- **GIVEN DATA**
------------------------------------
PR #547, opened 2026-07-25
feat(engine-nowcast): growth/decay profile mechanism (off by default — scene-wide gate failed)

### LINKED ISSUE #546: nowcasting v2.3: intensity-based growth/decay profiles (NowPrecip-2-inspired)
Part of #541 (phase V2.3) — the "cells never die" fix, gated by the V2.1 object harness.

Method (NowPrecip 2 lineage — Sideris et al. QJRMS 2026, classical, CPU-only):
- **Measure**: per generation, advect the previous source frame one interval along the motion field and compare with the actual anchor frame *in the Lagrangian frame*, binned by intensity band (~2 dBZ bins above min_echo) → mean tendency (dBZ/interval) per band. EMA the profile across generations to damp scene noise.
- **Apply**: when building lead k, adjust each advected value by its band's tendency × k, damped with an e-folding time (~45 min) so long leads relax toward pure advection instead of running away; clamped to a sane range; nodata untouched. U8 path applies in raw-byte space via gain.
- **Config**: `growth_decay = false` default (flip in prod only after the gate passes).
- **Gate (V2.1 harness)**: growing/decaying object POD and pixel CSI-by-lead must improve or hold vs pure advection on the SMHI live sequence + an FMI sequence; the skill_spike gains a `--growth-decay` toggle to run the A/B.

mrauhala:
Part of #541 phase V2.3 / #546 — **does not close #546**: the mechanism lands, the quality gate did not pass, and the flag defaults off.

## What landed

`tendency::GrowthProfile` — the NowPrecip-2-lineage classical method: per-intensity-band tendencies measured in the Lagrangian frame (previous frame advected one interval vs the actual anchor), sparse-band fill from nearest measured neighbours + band-centre interpolation at apply time (measurement keys by the previous value, application by the current one — adjacent-band holes would silently disable the profile), cross-generation EMA, e-folding damped integration along leads. Wired behind `[collections.nowcast] growth_decay` (**default `false`**); measured every generation even when off, so enabling starts from a warmed profile. `skill_spike` gains `--growth-decay` for A/B gating.

## Honest gate result (the V2.1 harness doing its job)

SMHI 25-frame stratiform hindcast, pixel CSI at 20 dBZ vs **pure advection**:

| lead | advection | GD (45-min e-fold) | GD (15-min e-fold) |
|---|---|---|---|
| +5 min | 0.676 | 0.651 | 0.654 |
| +30 min | 0.448 | 0.322 | 0.401 |
| +60 min | 0.339 | 0.118 | 0.305 |
| +115 min | 0.263 | 0.029 | 0.240 |

Scene-wide profiles lose at **every** lead/threshold: the scene-mean tendency in widespread stratiform is mildly negative, and integrating it drains the entire field below threshold rather than decaying the cells that are actually dying. This matches why NowPrecip 2 embeds its profiles in a *localization* architecture (regional profiles), not scene-wide ones. Gate status is documented on `EFOLD_INTERVALS` and in #546, which stays open for the iteration: localized/per-region profiles, growth-class-conditioned application, or the learned Lagrangian residual (V2.5).

41 tests green (new: measurement/e-fold math, sparse-fill + clamps, EMA, and an engine-level fading-source test proving application works end to end); clippy clean.

### DIFF
--- a/crates/core/src/config.rs
+++ b/crates/core/src/config.rs
@@ -215,6 +215,11 @@ pub struct NowcastConfig {
     /// field.
     #[serde(default = "default_nowcast_min_echo")]
     pub min_echo: f64,
+    /// Apply intensity-based growth/decay profiles along the leads (#546,
+    /// NowPrecip-2 lineage). Default off — flip per collection once the
+    /// object-harness gate has passed for that source.
+    #[serde(default)]
+    pub growth_decay: bool,
 }
 
 fn default_nowcast_horizon() -> String {
--- a/crates/engine-nowcast/examples/skill_spike.rs
+++ b/crates/engine-nowcast/examples/skill_spike.rs
@@ -26,6 +26,7 @@ use engine_nowcast::objects::{
     ObjectScores, PixelScale,
 };
 use engine_nowcast::skill::{score, Contingency};
+use engine_nowcast::tendency::GrowthProfile;
 use engine_nowcast::{advect::advect, Grid};
 
 /// Keep the working grid at most this many pixels (halve dims until it fits).
@@ -46,6 +47,7 @@ struct Args {
     object_threshold: f32,
     min_area: usize,
     gate_km: f64,
+    growth_decay: bool,
 }
 
 fn parse_args() -> Result<Args, String> {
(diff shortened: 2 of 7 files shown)


mrauhala:
Finding addressed in e182adb: the collision guard steps away from the nodata byte in whichever direction exists (0 → 1, otherwise −1), so a hypothetical `nodata = 0` source can no longer alias adjusted samples into missing data.

mrauhala:
Doc mismatch fixed in 29a86f4: the comment now states the intent precisely — the floor at `base − BAND_WIDTH` is deliberate, so decay out of the lowest band registers as ~one band's loss rather than zero.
------------------------------------
- **TASK DIRECTIONS**
Everything in the listing must be written out again without any change.

- **OUTPUT**
PR #547, opened 2026-07-25
feat(engine-nowcast): growth/decay profile mechanism (off by default — scene-wide gate failed)

### LINKED ISSUE #546: nowcasting v2.3: intensity-based growth/decay profiles (NowPrecip-2-inspired)
Part of #541 (phase V2.3) — the "cells never die" fix, gated by the V2.1 object harness.

Method (NowPrecip 2 lineage — Sideris et al. QJRMS 2026, classical, CPU-only):
- **Measure**: per generation, advect the previous source frame one interval along the motion field and compare with the actual anchor frame *in the Lagrangian frame*, binned by intensity band (~2 dBZ bins above min_echo) → mean tendency (dBZ/interval) per band. EMA the profile across generations to damp scene noise.
- **Apply**: when building lead k, adjust each advected value by its band's tendency × k, damped with an e-folding time (~45 min) so long leads relax toward pure advection instead of running away; clamped to a sane range; nodata untouched. U8 path applies in raw-byte space via gain.
- **Config**: `growth_decay = false` default (flip in prod only after the gate passes).
- **Gate (V2.1 harness)**: growing/decaying object POD and pixel CSI-by-lead must improve or hold vs pure advection on the SMHI live sequence + an FMI sequence; the skill_spike gains a `--growth-decay` toggle to run the A/B.

mrauhala:
Part of #541 phase V2.3 / #546 — **does not close #546**: the mechanism lands, the quality gate did not pass, and the flag defaults off.

## What landed

`tendency::GrowthProfile` — the NowPrecip-2-lineage classical method: per-intensity-band tendencies measured in the Lagrangian frame (previous frame advected one interval vs the actual anchor), sparse-band fill from nearest measured neighbours + band-centre interpolation at apply time (measurement keys by the previous value, application by the current one — adjacent-band holes would silently disable the profile), cross-generation EMA, e-folding damped integration along leads. Wired behind `[collections.nowcast] growth_decay` (**default `false`**); measured every generation even when off, so enabling starts from a warmed profile. `skill_spike` gains `--growth-decay` for A/B gating.

## Honest gate result (the V2.1 harness doing its job)

SMHI 25-frame stratiform hindcast, pixel CSI at 20 dBZ vs **pure advection**:

| lead | advection | GD (45-min e-fold) | GD (15-min e-fold) |
|---|---|---|---|
| +5 min | 0.676 | 0.651 | 0.654 |
| +30 min | 0.448 | 0.322 | 0.401 |
| +60 min | 0.339 | 0.118 | 0.305 |
| +115 min | 0.263 | 0.029 | 0.240 |

Scene-wide profiles lose at **every** lead/threshold: the scene-mean tendency in widespread stratiform is mildly negative, and integrating it drains the entire field below threshold rather than decaying the cells that are actually dying. This matches why NowPrecip 2 embeds its profiles in a *localization* architecture (regional profiles), not scene-wide ones. Gate status is documented on `EFOLD_INTERVALS` and in #546, which stays open for the iteration: localized/per-region profiles, growth-class-conditioned application, or the learned Lagrangian residual (V2.5).

41 tests green (new: measurement/e-fold math, sparse-fill + clamps, EMA, and an engine-level fading-source test proving application works end to end); clippy clean.

### DIFF
--- a/crates/core/src/config.rs
+++ b/crates/core/src/config.rs
@@ -215,6 +215,11 @@ pub struct NowcastConfig {
     /// field.
     #[serde(default = "default_nowcast_min_echo")]
     pub min_echo: f64,
+    /// Apply intensity-based growth/decay profiles along the leads (#546,
+    /// NowPrecip-2 lineage). Default off — flip per collection once the
+    /// object-harness gate has passed for that source.
+    #[serde(default)]
+    pub growth_decay: bool,
 }
 
 fn default_nowcast_horizon() -> String {
--- a/crates/engine-nowcast/examples/skill_spike.rs
+++ b/crates/engine-nowcast/examples/skill_spike.rs
@@ -26,6 +26,7 @@ use engine_nowcast::objects::{
     ObjectScores, PixelScale,
 };
 use engine_nowcast::skill::{score, Contingency};
+use engine_nowcast::tendency::GrowthProfile;
 use engine_nowcast::{advect::advect, Grid};
 
 /// Keep the working grid at most this many pixels (halve dims until it fits).
@@ -46,6 +47,7 @@ struct Args {
     object_threshold: f32,
     min_area: usize,
     gate_km: f64,
+    growth_decay: bool,
 }
 
 fn parse_args() -> Result<Args, String> {
(diff shortened: 2 of 7 files shown)


mrauhala:
Finding addressed in e182adb: the collision guard steps away from the nodata byte in whichever direction exists (0 → 1, otherwise −1), so a hypothetical `nodata = 0` source can no longer alias adjusted samples into missing data.

mrauhala:
Doc mismatch fixed in 29a86f4: the comment now states the intent precisely — the floor at `base − BAND_WIDTH` is deliberate, so decay out of the lowest band registers as ~one band's loss rather than zero.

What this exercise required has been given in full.